Софус позвонил ей по FaceTime. Эстер рассказала ему про утренний обряд, Софус ей — про собственные изыскания. Потом Эстер повернулась на бок и натянула одеяло до подбородка; она смотрела в окно, за которым качались под звездами деревья, пока глаза не начали закрываться.
Эстер ничего не снилось. Над Солт-Бей, описав дугу по полночному небу, скатилась звезда.
Прошло несколько месяцев. Весеннее утро выдалось ясным и холодным. Джек, стоя на подъездной дорожке, поглядывал на часы; воротник он поднял, защищаясь от ледяного ветра с моря.
— Ну же, Старри. День открытых дверей ждать не будет, — крикнул Джек. Фрейя несколько раз нажала на гудок «кингсвуда».
Эстер выскочила из дома, захлопнув за собой дверь.
— Черт вас дери, смотрите из штанов не выпрыгните. Иду уже!
— Не ругайся, Старри.
Открывая дверцу и устраиваясь на пассажирском сиденье, Эстер закатила глаза, невольно улыбаясь. Джек сел рядом с Фрейей, вытянув руку вдоль спинки сиденья.
— Готова? — спросила мать, поворачивая ключ в замке зажигания.
— Всегда готова!
— Встречай нас, университет! — прокричал Джек.
— Папа, — простонала Эстер.
— Старри, я же говорил: мы не будем тебя смущать. День открытых дверей пройдет без нас. У нас с мамой свидание на новой выставке в Музее искусств.
— Выставка — значит, выставка, — улыбнулась Эстер.
Выруливая на дорогу, Фрейя сунула в магнитолу кассету и сказала Эстер через плечо:
— Вот, записала. Послушаем, пока едем.
— Сборник? Ну ты крута, мам. — Эстер смотрела, как за стволами эвкалиптов проплывает море.
Динамик затрещал, и послышались высокие звуки синтезатора. Эстер закрыла глаза. Вступили ударные. Fleetwood Mac исполняли Everywhere. С переднего сиденья на нее, сияя, смотрела Аура — она вкладывала в песню всю душу. Эстер запела припев, как когда-то Аура. I’m everywhere, I’m everywhere. Потерла ладонью грудь — там, где сердце.

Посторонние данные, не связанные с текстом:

PR #3658, opened 2023-10-21
feat: model add withSession

MarkJoyMa:


tools/goctl/model/sql/template/tpl/model-new.tpl
```diff
@@ -5,9 +5,3 @@ func new{{.upperStartCamelObject}}Model(conn sqlx.SqlConn{{if .withCache}}, c ca
 	}
 }
 
-func (m *default{{.upperStartCamelObject}}Model) withSession(session sqlx.Session) *default{{.upperStartCamelObject}}Model {
```
kesonan, line 8: Considering compatibility, I don't think it should be removed here, and then create a new exported method and call this method in customeModel.

kesonan (approved):

tools/goctl/model/sql/template/tpl/model.tpl
```diff
@@ -28,3 +29,9 @@ func New{{.upperStartCamelObject}}Model(conn sqlx.SqlConn{{if .withCache}}, c ca
 		default{{.upperStartCamelObject}}Model: new{{.upperStartCamelObject}}Model(conn{{if .withCache}}, c, opts...{{end}}),
 	}
 }
+
+{{if not .withCache}}
+func (m *custom{{.upperStartCamelObject}}Model) withSession(session sqlx.Session) {{.upperStartCamelObject}}Model {
+    return New{{.upperStartCamelObject}}Model(sqlx.NewSqlConnFromSession(session))
+}
+{{end}}
```
kevwan, line 37: Need a newline.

— Ну, Старри, — начал Джек как бы между прочим, — как тебе Сьюзен?
Эстер посмотрела ему в затылок и улыбнулась. Беззаботный тон никогда не давался Джеку.
— Ну, она хорошая.
К Сьюзен Олбрайт Эстер направила Куини.
— Она специализируется на проживании тяжелой утраты и неопределенности, а также посттравматическом расстройстве, — сказала она, когда Эстер явилась к ней на прием.
— Вряд ли все это про меня. Ты уверена, что мне нужна именно она? — спросила Эстер. В ответ Куини просто сочувственно, понимающе ей улыбнулась.
Через несколько недель, собравшись с духом, Эстер позвонила Сьюзен. Она убеждала себя, что ей нечего сказать, — до того самого момента, как оказалась в кабинете терапевта. Та ободряюще улыбнулась ей и сложила руки на коленях.
— Итак, Эстер. Для начала расскажите, пожалуйста, о себе.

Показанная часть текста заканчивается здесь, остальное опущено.